____ STUDY MATERIAL
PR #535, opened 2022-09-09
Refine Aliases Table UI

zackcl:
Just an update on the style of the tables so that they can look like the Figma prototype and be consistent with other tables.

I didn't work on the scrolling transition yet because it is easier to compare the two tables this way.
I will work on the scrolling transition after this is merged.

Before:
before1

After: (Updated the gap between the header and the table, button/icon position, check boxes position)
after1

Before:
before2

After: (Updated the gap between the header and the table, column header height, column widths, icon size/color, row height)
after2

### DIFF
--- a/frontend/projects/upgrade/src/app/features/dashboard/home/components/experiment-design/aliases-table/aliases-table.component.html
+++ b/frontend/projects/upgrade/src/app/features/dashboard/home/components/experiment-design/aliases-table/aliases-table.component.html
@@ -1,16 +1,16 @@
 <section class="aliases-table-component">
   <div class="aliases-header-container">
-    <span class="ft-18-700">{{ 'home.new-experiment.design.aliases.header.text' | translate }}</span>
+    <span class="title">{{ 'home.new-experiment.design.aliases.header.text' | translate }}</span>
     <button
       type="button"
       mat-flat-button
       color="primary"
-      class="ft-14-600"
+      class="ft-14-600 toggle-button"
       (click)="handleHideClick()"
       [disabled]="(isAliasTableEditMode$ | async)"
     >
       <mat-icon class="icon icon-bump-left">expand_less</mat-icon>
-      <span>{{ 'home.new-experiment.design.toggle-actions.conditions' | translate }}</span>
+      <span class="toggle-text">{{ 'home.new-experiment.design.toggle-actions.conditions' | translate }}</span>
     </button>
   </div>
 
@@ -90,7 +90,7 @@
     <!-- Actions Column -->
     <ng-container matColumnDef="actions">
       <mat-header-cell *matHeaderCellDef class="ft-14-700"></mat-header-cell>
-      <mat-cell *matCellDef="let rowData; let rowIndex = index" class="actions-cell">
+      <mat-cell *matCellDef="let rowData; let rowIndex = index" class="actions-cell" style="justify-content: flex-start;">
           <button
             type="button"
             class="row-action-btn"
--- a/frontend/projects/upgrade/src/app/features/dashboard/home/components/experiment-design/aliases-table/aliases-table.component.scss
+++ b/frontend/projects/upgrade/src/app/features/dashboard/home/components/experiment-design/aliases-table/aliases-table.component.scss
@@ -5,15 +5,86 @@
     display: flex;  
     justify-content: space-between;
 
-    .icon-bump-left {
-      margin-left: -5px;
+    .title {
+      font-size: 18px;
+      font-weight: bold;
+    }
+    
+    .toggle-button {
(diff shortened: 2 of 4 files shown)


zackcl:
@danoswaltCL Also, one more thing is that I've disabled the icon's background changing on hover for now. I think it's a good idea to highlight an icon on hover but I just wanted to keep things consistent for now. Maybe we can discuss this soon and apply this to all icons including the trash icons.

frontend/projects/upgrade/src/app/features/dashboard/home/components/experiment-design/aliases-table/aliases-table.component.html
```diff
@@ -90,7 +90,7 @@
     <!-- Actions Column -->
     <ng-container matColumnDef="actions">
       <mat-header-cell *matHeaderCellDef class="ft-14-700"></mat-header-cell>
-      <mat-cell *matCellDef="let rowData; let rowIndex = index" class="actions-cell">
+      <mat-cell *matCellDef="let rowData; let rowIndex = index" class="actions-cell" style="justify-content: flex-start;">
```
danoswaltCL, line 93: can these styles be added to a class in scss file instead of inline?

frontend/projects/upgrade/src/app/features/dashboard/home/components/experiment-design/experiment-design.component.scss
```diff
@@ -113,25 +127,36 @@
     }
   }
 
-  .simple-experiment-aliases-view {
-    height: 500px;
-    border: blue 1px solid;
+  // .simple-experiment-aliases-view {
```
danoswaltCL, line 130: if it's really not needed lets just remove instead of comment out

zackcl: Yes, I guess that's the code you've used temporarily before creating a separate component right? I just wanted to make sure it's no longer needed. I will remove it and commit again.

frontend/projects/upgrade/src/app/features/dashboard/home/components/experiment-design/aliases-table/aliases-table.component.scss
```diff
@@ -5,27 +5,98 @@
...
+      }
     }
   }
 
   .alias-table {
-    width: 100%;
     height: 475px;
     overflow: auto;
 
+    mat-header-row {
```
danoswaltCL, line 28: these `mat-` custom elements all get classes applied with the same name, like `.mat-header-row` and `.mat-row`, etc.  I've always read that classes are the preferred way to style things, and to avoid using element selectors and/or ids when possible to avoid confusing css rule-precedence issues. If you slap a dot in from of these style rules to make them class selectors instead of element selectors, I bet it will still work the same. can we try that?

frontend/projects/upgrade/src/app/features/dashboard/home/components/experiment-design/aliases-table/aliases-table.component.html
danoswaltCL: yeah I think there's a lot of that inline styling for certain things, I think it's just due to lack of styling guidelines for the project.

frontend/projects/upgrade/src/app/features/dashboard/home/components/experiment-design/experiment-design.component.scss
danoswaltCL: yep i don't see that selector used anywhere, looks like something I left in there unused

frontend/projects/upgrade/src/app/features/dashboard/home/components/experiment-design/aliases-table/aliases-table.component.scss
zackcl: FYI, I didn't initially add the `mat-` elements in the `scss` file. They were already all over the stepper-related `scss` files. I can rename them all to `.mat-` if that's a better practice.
________
____ STUDY MATERIAL
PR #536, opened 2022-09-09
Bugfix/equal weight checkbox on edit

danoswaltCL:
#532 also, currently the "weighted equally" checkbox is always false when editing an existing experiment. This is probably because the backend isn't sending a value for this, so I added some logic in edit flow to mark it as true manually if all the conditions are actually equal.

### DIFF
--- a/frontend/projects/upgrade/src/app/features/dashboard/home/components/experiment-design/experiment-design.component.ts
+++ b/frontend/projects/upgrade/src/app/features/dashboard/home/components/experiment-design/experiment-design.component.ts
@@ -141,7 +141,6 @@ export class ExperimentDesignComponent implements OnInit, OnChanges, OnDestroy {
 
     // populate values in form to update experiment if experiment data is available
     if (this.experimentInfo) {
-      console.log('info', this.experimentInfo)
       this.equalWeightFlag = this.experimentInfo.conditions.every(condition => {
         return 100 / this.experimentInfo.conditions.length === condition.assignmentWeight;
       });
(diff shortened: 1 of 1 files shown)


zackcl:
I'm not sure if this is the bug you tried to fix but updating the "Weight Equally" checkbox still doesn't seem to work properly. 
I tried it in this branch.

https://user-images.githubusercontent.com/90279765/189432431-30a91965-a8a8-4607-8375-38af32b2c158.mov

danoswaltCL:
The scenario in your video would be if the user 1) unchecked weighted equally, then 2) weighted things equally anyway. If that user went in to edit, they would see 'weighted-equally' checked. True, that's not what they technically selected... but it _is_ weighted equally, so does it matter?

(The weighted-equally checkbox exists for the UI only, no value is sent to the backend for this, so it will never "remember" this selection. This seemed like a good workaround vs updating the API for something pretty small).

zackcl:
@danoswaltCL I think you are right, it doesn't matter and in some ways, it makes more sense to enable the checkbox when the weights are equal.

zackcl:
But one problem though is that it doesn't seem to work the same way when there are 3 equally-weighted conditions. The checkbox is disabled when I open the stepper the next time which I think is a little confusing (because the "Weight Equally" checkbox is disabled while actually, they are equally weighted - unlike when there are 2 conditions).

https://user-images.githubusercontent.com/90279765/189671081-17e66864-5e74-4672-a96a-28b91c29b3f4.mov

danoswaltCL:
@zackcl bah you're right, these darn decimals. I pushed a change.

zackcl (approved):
________
§ TASK OBJECTIVE
Copy every line above that includes the string "needed".

§ RESPONSE TO THE TASK
danoswaltCL, line 130: if it's really not needed lets just remove instead of comment out
zackcl: Yes, I guess that's the code you've used temporarily before creating a separate component right? I just wanted to make sure it's no longer needed. I will remove it and commit again.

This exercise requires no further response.